WORK TASK :: Check every line of the entries below for the word "Adding". Then give the number of lines that have it, with nothing added.

* * *

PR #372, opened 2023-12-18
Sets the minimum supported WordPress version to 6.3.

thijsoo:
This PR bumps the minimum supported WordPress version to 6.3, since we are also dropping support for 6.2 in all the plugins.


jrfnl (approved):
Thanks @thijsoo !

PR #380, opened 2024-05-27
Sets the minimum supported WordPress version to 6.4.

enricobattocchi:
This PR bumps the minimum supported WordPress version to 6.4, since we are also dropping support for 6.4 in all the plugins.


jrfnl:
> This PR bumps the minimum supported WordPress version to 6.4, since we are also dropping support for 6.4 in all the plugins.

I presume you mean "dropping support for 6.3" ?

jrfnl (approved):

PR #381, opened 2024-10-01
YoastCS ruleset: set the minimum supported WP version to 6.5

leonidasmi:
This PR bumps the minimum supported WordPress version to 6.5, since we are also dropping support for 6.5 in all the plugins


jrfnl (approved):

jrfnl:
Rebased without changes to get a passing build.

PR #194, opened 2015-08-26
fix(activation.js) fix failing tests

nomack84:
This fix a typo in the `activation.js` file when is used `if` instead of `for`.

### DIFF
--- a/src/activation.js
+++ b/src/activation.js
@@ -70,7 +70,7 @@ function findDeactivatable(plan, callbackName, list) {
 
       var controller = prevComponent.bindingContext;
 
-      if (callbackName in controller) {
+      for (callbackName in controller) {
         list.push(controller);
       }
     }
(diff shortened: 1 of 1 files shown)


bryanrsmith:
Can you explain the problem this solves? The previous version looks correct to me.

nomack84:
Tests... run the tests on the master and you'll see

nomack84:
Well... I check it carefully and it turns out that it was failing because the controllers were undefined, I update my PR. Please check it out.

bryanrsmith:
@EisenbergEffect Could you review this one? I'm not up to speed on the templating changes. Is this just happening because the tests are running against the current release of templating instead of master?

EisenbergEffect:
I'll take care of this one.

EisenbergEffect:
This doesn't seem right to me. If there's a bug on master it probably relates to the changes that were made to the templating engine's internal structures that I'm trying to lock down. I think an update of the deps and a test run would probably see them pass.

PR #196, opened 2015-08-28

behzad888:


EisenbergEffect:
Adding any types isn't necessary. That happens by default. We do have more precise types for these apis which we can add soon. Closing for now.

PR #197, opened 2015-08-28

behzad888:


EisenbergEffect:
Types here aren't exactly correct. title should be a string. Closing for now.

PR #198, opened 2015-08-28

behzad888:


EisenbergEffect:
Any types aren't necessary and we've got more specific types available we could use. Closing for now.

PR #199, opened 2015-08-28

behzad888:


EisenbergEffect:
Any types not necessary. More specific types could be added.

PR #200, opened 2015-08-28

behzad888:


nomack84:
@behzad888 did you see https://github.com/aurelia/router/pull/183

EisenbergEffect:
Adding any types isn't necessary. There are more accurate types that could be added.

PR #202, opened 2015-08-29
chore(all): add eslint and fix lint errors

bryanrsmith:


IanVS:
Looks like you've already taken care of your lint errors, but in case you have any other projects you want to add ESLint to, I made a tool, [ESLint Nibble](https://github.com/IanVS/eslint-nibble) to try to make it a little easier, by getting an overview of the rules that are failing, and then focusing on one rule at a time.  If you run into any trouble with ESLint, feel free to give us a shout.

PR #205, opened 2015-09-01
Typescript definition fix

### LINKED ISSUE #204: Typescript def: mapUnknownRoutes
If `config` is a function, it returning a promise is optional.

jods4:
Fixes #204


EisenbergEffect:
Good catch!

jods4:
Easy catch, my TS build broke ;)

* * *

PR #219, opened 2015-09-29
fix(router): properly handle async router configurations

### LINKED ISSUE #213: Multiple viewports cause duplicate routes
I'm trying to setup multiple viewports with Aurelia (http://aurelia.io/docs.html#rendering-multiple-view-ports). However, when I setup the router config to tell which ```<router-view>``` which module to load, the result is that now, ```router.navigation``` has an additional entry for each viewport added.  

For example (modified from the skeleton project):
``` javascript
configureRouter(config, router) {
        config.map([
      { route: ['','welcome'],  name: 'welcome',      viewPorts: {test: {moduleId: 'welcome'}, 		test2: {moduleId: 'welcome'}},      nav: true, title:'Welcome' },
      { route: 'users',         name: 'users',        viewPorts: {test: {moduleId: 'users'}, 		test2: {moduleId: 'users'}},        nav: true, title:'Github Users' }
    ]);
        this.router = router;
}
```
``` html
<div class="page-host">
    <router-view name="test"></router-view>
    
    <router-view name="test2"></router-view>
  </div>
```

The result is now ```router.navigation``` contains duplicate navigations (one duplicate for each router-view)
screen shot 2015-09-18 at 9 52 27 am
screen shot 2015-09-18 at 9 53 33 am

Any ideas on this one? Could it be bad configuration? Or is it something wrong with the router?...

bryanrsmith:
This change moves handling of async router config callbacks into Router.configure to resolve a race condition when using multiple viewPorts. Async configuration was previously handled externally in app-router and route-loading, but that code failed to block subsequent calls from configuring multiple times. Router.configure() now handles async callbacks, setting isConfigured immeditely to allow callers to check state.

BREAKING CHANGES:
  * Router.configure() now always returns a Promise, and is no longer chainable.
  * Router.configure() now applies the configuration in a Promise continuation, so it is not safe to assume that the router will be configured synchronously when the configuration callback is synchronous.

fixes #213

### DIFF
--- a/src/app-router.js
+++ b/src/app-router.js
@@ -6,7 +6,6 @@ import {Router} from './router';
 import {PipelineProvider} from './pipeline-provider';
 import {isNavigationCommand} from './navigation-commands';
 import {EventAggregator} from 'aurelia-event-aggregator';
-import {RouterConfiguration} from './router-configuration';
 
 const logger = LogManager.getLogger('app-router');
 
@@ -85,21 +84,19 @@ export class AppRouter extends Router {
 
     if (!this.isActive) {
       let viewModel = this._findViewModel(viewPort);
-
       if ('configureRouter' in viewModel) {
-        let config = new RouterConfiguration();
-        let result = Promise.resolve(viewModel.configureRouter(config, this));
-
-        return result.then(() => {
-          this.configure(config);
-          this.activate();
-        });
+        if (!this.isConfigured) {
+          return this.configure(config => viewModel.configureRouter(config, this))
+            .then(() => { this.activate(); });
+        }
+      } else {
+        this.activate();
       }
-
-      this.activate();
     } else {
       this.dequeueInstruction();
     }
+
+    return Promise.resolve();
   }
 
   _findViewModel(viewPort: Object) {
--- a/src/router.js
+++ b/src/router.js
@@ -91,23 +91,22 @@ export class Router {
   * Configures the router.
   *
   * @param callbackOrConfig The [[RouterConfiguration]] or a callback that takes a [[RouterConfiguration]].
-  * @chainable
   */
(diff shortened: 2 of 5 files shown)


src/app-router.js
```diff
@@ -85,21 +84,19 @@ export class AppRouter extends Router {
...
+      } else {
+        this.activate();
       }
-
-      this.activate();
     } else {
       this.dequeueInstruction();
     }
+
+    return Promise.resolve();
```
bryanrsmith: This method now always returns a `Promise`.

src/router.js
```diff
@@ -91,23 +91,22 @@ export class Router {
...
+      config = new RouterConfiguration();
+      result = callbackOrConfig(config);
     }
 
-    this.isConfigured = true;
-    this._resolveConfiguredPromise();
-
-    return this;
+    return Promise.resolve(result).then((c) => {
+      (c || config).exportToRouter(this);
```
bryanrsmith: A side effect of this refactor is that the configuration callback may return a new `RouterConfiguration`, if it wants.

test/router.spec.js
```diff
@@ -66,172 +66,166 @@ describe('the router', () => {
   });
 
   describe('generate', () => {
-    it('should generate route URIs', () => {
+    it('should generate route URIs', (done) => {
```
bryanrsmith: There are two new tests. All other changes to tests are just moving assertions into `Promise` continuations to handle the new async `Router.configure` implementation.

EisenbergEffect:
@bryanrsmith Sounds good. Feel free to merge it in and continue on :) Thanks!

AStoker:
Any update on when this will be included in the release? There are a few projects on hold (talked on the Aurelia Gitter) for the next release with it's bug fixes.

* * *

ANSWER SPACE :: 2